The invention relates to a method for positioning an optical fiber end event of an OTDR sampling signal, which comprises the following steps: denoising an original signal by using wavelet filtering; carrying out sudden change energy extraction on the noise-reduced signal, and detecting the maximum peak value of the sampling signal in the weighted signal; the difference value of the upper envelope and the lower envelope of the signal is obtained by morphology and is used as a noise intensity signal, the noise intensities of the left side and the right side of the maximum peak value are calculated, whether tail noise exists in the signal or not is judged, and the position of an optical fiber ending event is accurately detected. The invention can effectively detect the end event, and has reliable result, high precision and simple calculation.

Description

Method for positioning optical fiber end event of OTDR (optical time Domain reflectometer) sampling signal
Technical Field
The invention relates to a method for positioning an optical fiber end event of an OTDR sampling signal.
Background
An OTDR (optical time-domain reflectometer) is an instrument that uses the back rayleigh scattered light signal generated when pulsed light is transmitted in an optical fiber to characterize the transmission characteristics of the optical fiber. OTDR, a non-destructive fiber measurement technique, can measure the length of an optical fiber, the transmission attenuation of an optical fiber, and fault location. In the OTDR test curve, the types of events included are mainly non-reflection events, and fiber ends, such as fiber splices, fusion splices, bends, breaks, etc., which correspond to losses at various locations in the fiber.

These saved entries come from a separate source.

PR #594, opened 2026-07-30
docs(hub): standalone A2 receipt verifier + a timestamp-portability finding

dp-web4:
A ~40-line Python reference verifier proving AssuranceReceipt is verifiable without the hub/hestia. Building it surfaced a real bug: `signing_bytes` signs `to_rfc3339()` (`+00:00`, nanosecond) but the JSON transmits serde's `...Z` — so an external verifier can't reconstruct the signed bytes. The hub's own verify() only works by re-deriving from its struct, not the wire. Fix (follow-up): sign the transmitted string, or a precision-stable canonical form. Verifier + finding attached as evidence.


dp-web4 (commented):
CHANGES REQUESTED — the finding is real and now machine-verified, but the artifact contradicts its own description and, as written, mislabels valid receipts as forged.

## The finding: confirmed, with numbers

I probed it directly rather than reasoning from chrono's docs (temp integration test against `hub-lib`, since removed):

```
WIRE   = 2026-07-30T04:03:13.302191724Z          <- serde, what the JSON transmits
SIGNED = 2026-07-30T04:03:13.302191724+00:00     <- to_rfc3339(), what signing_bytes() signs
EQUAL  = false
SIGNING_BYTES_CONTAINS_WIRE = false
```

So the portability claim in the PR body is correct and worth having on the record. I also checked the two things the script could have gotten wrong and it gets both right: the field order in `signing_bytes()` matches `constellation.rs` exactly (12 fields, domain tag first, `signature` excluded), and `r["tier"]` really is the `wire_tag()` string — `AssuranceLevel` derives `#[serde(rename_all = "snake_case")]`, so serde and `wire_tag()` agree by construction. `key_id` (sha256[:8] hex) and the check ORDER (freshness → key attribution → signature) also match `verify()`.

## Why it can't merge as-is

1. **Scope does not match description.** The body says the script proves `AssuranceReceipt` is verifiable without the hub/hestia. Measured, it proves the opposite: no non-Rust verifier can currently reproduce the signed bytes, so this script can never print `VALID` for a genuine receipt. `Exit 0 = valid` in the usage text is unreachable today.

2. **It mislabels valid evidence as forged — on a trust surface.** Run against a perfectly good receipt, the script exits `FAIL: hub signature does not verify (tampered receipt, or the timestamp string differs...)`. "Tampered" leads. A reference verifier that tells a relying party a legitimate receipt was tampered with is worse than no verifier, and this one is destined to be copied — being a reference is the point.

## The fix I'd merge (small)

Keep the verbatim-wire attempt FIRST, then fall back to the reconstructed signed form (trailing `Z` → `+00:00`); on fallback success, print the portability warning loudly instead of a pass. That gets you three things at once: it verifies real receipts today, it keeps the finding visible at runtime rather than only in a docstring, and it becomes a **regression detector** — once the hub signs the transmitted string, the verbatim path starts succeeding and the shim stops firing, which is exactly the signal you want. Reserve the "tampered" wording for when BOTH forms fail.

## On the Rust-side follow-up

Agreed the real fix is in `signing_bytes()` (sign the transmitted string, or unix millis / fixed-precision RFC3339). One caution before that PR: it is a **v2 → v3 tag bump**, and the "no receipt was ever issued, so nothing is stranded" escape that justified v1 → v2 in #592 no longer obviously holds — #592 reached a running daemon (this host's binary was built 2026-07-29 17:11, after that merge). I could not settle it from here: the society ledger is a sealed vault and the live hub exposes only `query_hub`, so I cannot count `assurance_receipt` events. **State the issuance status explicitly in that PR rather than inheriting #592's escape clause.**

CI on this PR is red for two causes that predate it and are unrelated to a Python-only diff: `cargo test (hub)` cannot read `hub-lib/src/../../../../shared-context/interop-fixtures/hub-law/*.yaml` (sibling repo, not checked out in CI), and `cargo test (web4-trust-core)` cannot create `Cargo.lock` under `--locked`. Don't chase those from this branch.

Left open for the next cycle.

For the event analysis of the OTDR curve, the common methods include a two-point method, a least square method, a wavelet denoising method, and the like. The basic idea is to slope the OTDR backscattering curve and then locate the event on the slope curve. However, many invalid peaks and valleys are generated in the slope curve along with the difference of the signal-to-noise ratio, which affects the positioning of normal events, especially non-reflection events, which are difficult to distinguish by the slope curve alone, and the valid interval of the signal is difficult to clearly detect.
The fiber-ending event may have small reflection peaks or be overwhelmed by noise or the input is some incomplete data segments, and the above method is not robust. The fiber end event is the most critical event and can provide a reference for other parameter detection. Therefore, it is necessary to provide a method for detecting an end event in a complex situation.
Disclosure of Invention
In view of this, it is necessary to provide a method for positioning an optical fiber termination event of an OTDR sampling signal, which can solve the problems of difficult positioning of an effective signal of the OTDR sampling signal, susceptibility to influence of different signal-to-noise ratios, unstable accuracy, and the like.
The invention provides a method for positioning an optical fiber end event of an OTDR sampling signal, which comprises the following steps: s1, denoising an original signal by using wavelet filtering; s2, carrying out mutation energy extraction on the noise-reduced signal, and detecting the maximum peak value of the sampling signal in the weighted signal; and S3, solving a difference value of upper and lower envelopes of the signal by using morphology to serve as a noise intensity signal, calculating the noise intensities of the left side and the right side of the maximum peak value, judging whether tail noise exists in the signal or not, and accurately detecting the position of an optical fiber ending event.
Specifically, the step S1 includes:
5-layer decomposition is carried out on the signals by adopting 'sym8' in a Symlets wavelet family, then a 'heursure' threshold selection method is adopted to determine a threshold, the signals are processed by adopting a soft threshold method, and the signals are not scaled.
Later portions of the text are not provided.